Pour tenter de répondre à ces questions, une vision globale à une large échelle évolutive est nécessaire, ainsi que des études sur plusieurs modèles de métazoaires dans différents contextes morphogénétiques. Afin de commencer à apporter des éléments de réponses et de réflexions, j'ai travaillé, dans le cadre de ma thèse, sur la métamorphose. Ce processus morphogénétique est caractérisé par la concomitance de plusieurs comportements et destins cellulaires, dont fait partie l'apoptose. La métamorphose est donc un cadre idéal pour étudier l'apoptose constructrice. Pour ces études, j'ai utilisé deux modèles de métazoaires distants phylogénétiquement, le cnidaire Clytia hemisphaerica (Chapitre I) et le tunicier Ciona intestinalis (Chapitre II et III).

J'ai commencé à développer l'étude de la métamorphose du cnidaire Clytia hemisphaerica au niveau morphologique, cellulaire et moléculaire, pour en faire un modèle d'étude de la FCA dans la mesure où cette dernière, comme la FDA, a souvent été observée dans cet embranchement. De plus, en tant que groupe-frère des bilatériens, les cnidaires ont une position phylogénétique de choix pour explorer l'évolution des fonctions morphogénétiques de l'apoptose.

Pour ce faire j'ai adressé trois questions principales (Chapitre I, page 111) :

- Quels sont les comportements et destins cellulaires présents lors de la métamorphose de la larve planula de Clytia?

- Se déroulent-ils de manière concomitante avec de l’apoptose ? - Y-a-t-il de la FCA au cours de la métamorphose de la larve planula ?
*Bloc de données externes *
PR #1207, opened 2026-08-01
fix: prevent AI_GUARDRAILS crash + profile unload after tab backgrounding

maxime-tt:
## Summary

Fixes the **`AI_GUARDRAILS ERROR: Filter[0].authors[0] is not a valid 64-char hex pubkey: ""`** crash that made profile pages fail to load — and hardens every identity-scoped query path that could produce an invalid Nostr filter.

Root cause was three-fold: AI Guardrails were enabled unconditionally in production (fatal throw on any malformed filter); several query helpers built `authors`/`#p` filters from unguarded pubkey parameters (empty strings during transient states); and profile reads used React Query defaults that clobbered loaded profiles on a failed background refetch.

Full design rationale: **ADR-015** (`docs/adr/ADR-015-production-safe-ndk-filters-and-stable-kind-0-fetching.md`).

### 1. Disable AI Guardrails in production; retain strict filter validation

- Gate `aiGuardrails` on `stage`: **on** in dev/staging, **off** in production. Removes the fatal `AI_GUARDRAILS` educational throw.
- **Retain** NDK's default strict `'validate'` mode in all stages. Do **not** set `filterValidationMode: 'fix'` — it strips a bad `authors` entry and drops the key if empty, broadening an identity-scoped request (fail-open). Invalid/empty pubkeys are rejected at the query layer **before** any filter is built (fail closed).

### 2. Validate identity inputs before building Nostr filters

**Fetchers** that build `authors`/`#p` directly validate with `isValidHexKey` before constructing the filter:
- `fetchAuthor`, `fetchProductsByPubkey` — **throw** on invalid input (programming error; throw surfaces in RQ error state, not silent `[]`)
- `fetchShippingOptionsByPubkey`, `fetchCollectionsByPubkey`, `fetchOrdersByBuyer`/`fetchOrdersBySeller`, `fetchSellerPrivateOrderGiftWraps`, `resolvePaymentDetailsForProduct`, `fetchUserPaymentDetails` — **early-return `[]`** (these have try-catch blocks that swallow throws)
- `fetchProductPaymentDetails` — guards its optional-author path: if a pubkey is provided but malformed, returns `[]` (fail closed); if no pubkey is provided, proceeds with a broad query (no `authors` filter — intentional)

**Query-option factories** set `enabled: isValidHexKey(pubkey)` at the factory level, so all consumers inherit the guard:
- `profileByIdentifierQueryOptions` (uses `validateProfileIdentifier` — accepts hex/npub/nprofile/nip05)
- `authorQueryOptions`, `productsByPubkeyQueryOptions`, `collectionsByPubkeyQueryOptions`, `shippingOptionsByPubkeyQueryOptions`, `wotScoreQueryOptions`

**Inline hooks** that build queries without a factory also use `isValidHexKey` at the `enabled` boundary:
- `useOrdersByBuyer`, `useOrdersBySeller`, `useUserPaymentDetails`, `useRichUserPaymentDetails`, `useWalletDetail`, `useAvailablePaymentOptions`

**Caller composition**: consumers with additional conditions COMBINE (not overwrite) the factory's `enabled`, e.g. `enabled: productOptions.enabled && isAuthenticated`. Truthiness checks (`!!pubkey`) are dropped — `isValidHexKey` implies truthiness, so only genuine business-logic conditions survive the combination.

**`safeNpubEncode`** (`lib/utils.ts`): wraps `nip19.npubEncode` with `isValidHexKey`, returning `null` for invalid input. Components like `FeaturedUserCard` call `nip19.npubEncode` synchronously during render — a malformed pubkey crashes the render before React Query evaluates `enabled`. The helper validates before encoding, preventing the crash.

Replaces the earlier truthiness (`!!pubkey`) guards, which permitted whitespace, truncated keys, and arbitrary malformed non-empty values.

### 3. Distinguish transient fetch failures from metadata not observed; don't refetch stable kind-0

- `fetchProfileByIdentifier` throws on transient failures (timeout, relay error) so React Query treats them as `isError` and retains previous data. No preflight relay-connection check — zero connected relays is a normal transient state; the 8s timeout determines failure.
- `ProfilePage` keeps previous data visible (`keepPreviousData`), stops refetching kind-0 on window focus, and **preserves reconnect recovery** (`refetchOnReconnect` default) so a failed zero-relay startup query auto-retries once the browser regains connectivity. Recovery uses normal React Query retries, browser-network reconnect handling, and a manual **Try again** button — not an NDK relay-readiness subscription.
- Three distinct error states: **transport error** (retryable, with "Try again" button), **metadata not observed from the configured relays** (settled, non-retryable), and **invalid identifier** (non-retryable).

### 4. Verify app-settings publisher authority before accepting content

- The kind-31990 app-config fetch validates `appPubkey` with `isValidHexKey` before issuing the query, then verifies the returned event's author, kind 31990, and exact `d` tag (`selectAuthoritativeAppSettingsEvent`) — the content schema validates shape, not authority.

## PR #1206 — incorporated

PR #1206 (`fix/products-empty-pubkey-guard`) was closed as superseded. Its guard (`enabled: isValidHexKey(pubkey)` in `productsByPubkeyQueryOptions`) and tests are incorporated here, along with the fetcher-level throw, caller composition, and `safeNpubEncode` for `FeaturedUserCard`.

## Validation

- `tsc` clean (no new errors; pre-existing errors in `publish/payment.tsx`, `search.products.tsx`, `orders.tsx` are untouched).
- `prettier` clean.
- NDK footprint: 127 (baseline unchanged — test files use inferred types, no direct NDK import).
- 103 tests pass across 8 files, including:
  - `profilesFetch.test.ts` (14): transient vs absence, timeout, relay error, retry-after-failure, QueryClient cache retention, invalid-input zero-relay-I/O for both factories.
  - `appSettings.test.ts` (8): publisher-authority verification (wrong author, wrong kind, wrong/missing d tag, spoofed-higher-than-legit).
  - `productsByPubkeyQueryOptions.test.ts` (13): enabled flags, caller composition, direct-fetcher throw zero-I/O, `safeNpubEncode`.
  - `identityBoundaries.test.ts` (11): payment fetcher zero-I/O, `authorQueryOptions`/`collectionsByPubkeyQueryOptions`/`shippingOptionsByPubkeyQueryOptions` enabled flags.

## Commits

1. `fix(profile)` — stop refocus clobbering loaded profiles (keepPreviousData, staleTime, refetchOnWindowFocus off)
2. `fix(ndk)` — disable AI guardrails in production (gate on stage)
3. `fix(queries)` — guard empty pubkeys before building Nostr filters
4. `docs(adr)` — ADR-015
5. `fix(profile)` — distinguish transient fetch failures from metadata not observed + tests
6. `revert(ndk)` — drop production filterValidationMode:'fix'; keep strict 'validate'
7. `fix(queries)` — validate identity inputs with isValidHexKey / validateProfileIdentifier
8. `fix(appSettings)` — verify publisher authority before accepting kind-31990 content + tests
9. `docs(adr)` — reconcile ADR-015 with all four decisions
10. `fix(test)` — remove direct NDK import from test (NDK footprint CI)
11. `fix(profile)` — remove zero-relay preflight throw
12. `fix(profile)` — preserve reconnect recovery + add retry to error UI
13. `fix(profile)` — distinguish transport errors from metadata not observed in ProfilePage
14. `fix(queries)` — move identity validation into shared query-option factories
15. `fix(products)` — incorporate #1206 guard + tests
16. `fix(products)` — compose factory enabled, throw in fetcher, safeNpubEncode, ADR sync
17. `fix(queries)` — complete isValidHexKey at all identity-scoped boundaries (payment, authors, collections, shipping, orders)

### DIFF
--- a/docs/adr/ADR-015-production-safe-ndk-filters-and-stable-kind-0-fetching.md
+++ b/docs/adr/ADR-015-production-safe-ndk-filters-and-stable-kind-0-fetching.md
@@ -1,0 +1,111 @@
+# ADR-015: Production-safe NDK filter validation and stable kind-0 profile fetching
+
+## Status
+
+Accepted
+
+## Date
+
+2026-08-02
+
+## Related
+
+- PR: #1207
+- User-reported crash: `AI_GUARDRAILS ERROR: Filter[0].authors[0] is not a valid 64-char hex pubkey: ""`
+- Symptom: profile pages fail to load / show a false "Could not load user profile" after the browser tab is backgrounded and refocused.
+
+## Context
+
+Two distinct failure modes were producing the same user-visible outcome — a
+profile page that wouldn't load — and both traced back to how NDK filters and
+kind-0 (metadata) fetches were handled.
+
+1. **Filter-validation crash.** NDK AI Guardrails were enabled unconditionally
+   in production via `{ skip: ... }`. The `filter-invalid-hex` guardrail is a
+   fatal, `canDisable: false` throw, so any filter carrying an empty/invalid
+   pubkey — e.g. `{ authors: [''] }` produced by a `pubkey ?? ''` fallback
+   during a transient state — crashed the page. Several query helpers built
+   `authors` / `#p` filters straight from a pubkey parameter with no empty
+   check, so an empty string reached the filter and threw.
+
+   Disabling guardrails alone is **not** sufficient: NDK validates every
+   filter before subscribing regardless of guardrails, and the default
+   `filterValidationMode: 'validate'` _also_ throws (`"Invalid filter(s)
+detected"`) on a bad pubkey — the page would still crash, just with a
+   different message.
+
+2. **Stale-refetch profile clobber.** Kind-0 metadata is a stable,
+   rarely-updated event, yet profile reads used React Query defaults
+   (`refetchOnWindowFocus: true`). On a degraded relay pool after a backgrounded
+   tab, the refetch can EOSE-empty and React Query commits `{ profile: null }`
+   over previously-loaded good data, which trips the `!profile` "Could not
+   load user profile" error even though the profile was fine moments before.
+   This was confirmed by A/B test (revert → bug returns; re-apply → bug gone).
+
+## Decision
+
+Three coupled decisions; each guards a layer the next depends on.
+
+### 1. Disable AI Guardrails in production; set `filterValidationMode: 'fix'`
+
+- AI Guardrails are an NDK **dev-time educational tool** (shipped off by
+  default). Gate them on `stage`: **on** in `development`/`staging` (useful
+  dev tooling), **off** in `production` (graceful degradation, not a fatal
+  throw).
+- Set `filterValidationMode: 'fix'` in production. In `'fix'` mode NDK
+  **strips** invalid entries from a filter instead of throwing; if that
+  empties an `authors`/`#p` array the key is dropped entirely (`void 0`),
+  broadening the filter rather than crashing. Dev/staging keep the default
+  `'validate'` so filter bugs surface loudly during development.
+- The server-side app-settings fetch NDK uses `aiGuardrails: false` +
+  `filterValidationMode: 'fix'` (lenient, never crash).
+
+These two are **inseparable**: guardrails off without `'fix'` still throws in
+`'validate'`; `'fix'` without guardrails off keeps the educational throw.
+
+### 2. Guard empty-string pubkey paths before building Nostr filters
+
+The primary defense. Query helpers that build `authors`/`#p` from a pubkey
+parameter now short-circuit on an empty/blank pubkey (early-return / throw /
+`enabled: !!pubkey`) instead of constructing an invalid filter. No fetching
+logic is changed beyond guarding the error-causing condition:
+
+- `fetchProfileByIdentifier` — bail on empty/blank identifier
+- `useProfileName` / `useProfileNip05` — add `enabled: !!pubkey` (matching
+  the existing `useProfile`)
+- `fetchAuthor` — throw on empty pubkey
+- `fetchShippingOptionsByPubkey`, `fetchProductsByPubkey`,
+  `fetchCollectionsByPubkey`, `fetchOrdersByBuyer`, `fetchOrdersBySeller`,
+  `fetchSellerPrivateOrderGiftWraps`, `resolvePaymentDetailsForProduct` —
+  early-return on empty pubkey
+
+### 3. Do not refetch kind-0 metadata (stable events)
+
+- Stop refetching kind-0 on `refetchOnWindowFocus` / `refetchOnReconnect`.
+- Keep previous data visible during any refetch (`keepPreviousData`).
+- `staleTime: 60_000`.
+
+### Explicit non-goals
+
+- **Do not** return a placeholder profile instead of the "Profile not found"
+  error. The error condition stays `!profile` so genuinely-unfound profiles
+  (valid hex, but no kind-0 metadata anywhere) still show the error.
+- **Do not** change any fetching logic apart from guarding the
+  error-causing condition.
+
+## Consequences
+
+- An empty/invalid pubkey in production can no longer crash a page: the query
+  guards prevent the invalid filter from being built (primary), and
+  `filterValidationMode: 'fix'` strips any that slip through (safety net).
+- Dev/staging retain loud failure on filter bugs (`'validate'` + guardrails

Je me suis aussi intéressé à la métamorphose de l'ascidie Ciona intestinalis qui présente pendant la régression caudale (un événement de la métamorphose) un profil apoptotique bien caractérisé qui a l'avantage fondamental d'être prédictible spatialement et temporellement. De plus, des résultats préliminaires suggèrent la présence de FCA au cours de ce processus pendant lequel des tissus migrent de manière apoptose-dépendant. Je me suis donc focalisé sur ces comportements cellulaires en adressant les questions suivantes (Chapitre II, page 145) :

- La migration des tissus observée dans un contexte apoptotique est-elle de la FCA ? - Quelle est la machinerie moléculaire impliquée dans le contrôle de ces migrations ?

Enfin, j'ai conduit des analyses phylogénétiques portant sur les gènes impliqués dans la machinerie apoptotique (i.e. caspases), couplées à des expérimentations sur Ciona intestinalis afin de mieux percevoir l’évolution de la signalisation apoptotique. J'ai notamment essayé de répondre à deux questions (Chapitre III, page 193) :

- Les voies de signalisation apoptotiques sont-elles conservées ?

- La machinerie moléculaire intervenant dans la FCA et la FDA est-elle identique ?

L’ensemble de mes travaux ont permis de montrer la présence d'apoptose au cours de la métamorphose de Clytia, de façon concomitante avec de la prolifération, de la différenciation et de la migration cellulaire.

J'ai également pu montrer que la migration des PGC au cours de la régression caudale de Ciona semble se produire par de la FCA.

Enfin, j'ai mis en évidence que les voies de signalisation apoptotiques mitochondriales sont convergentes et non pas conservées à l’échelle des métazoaires.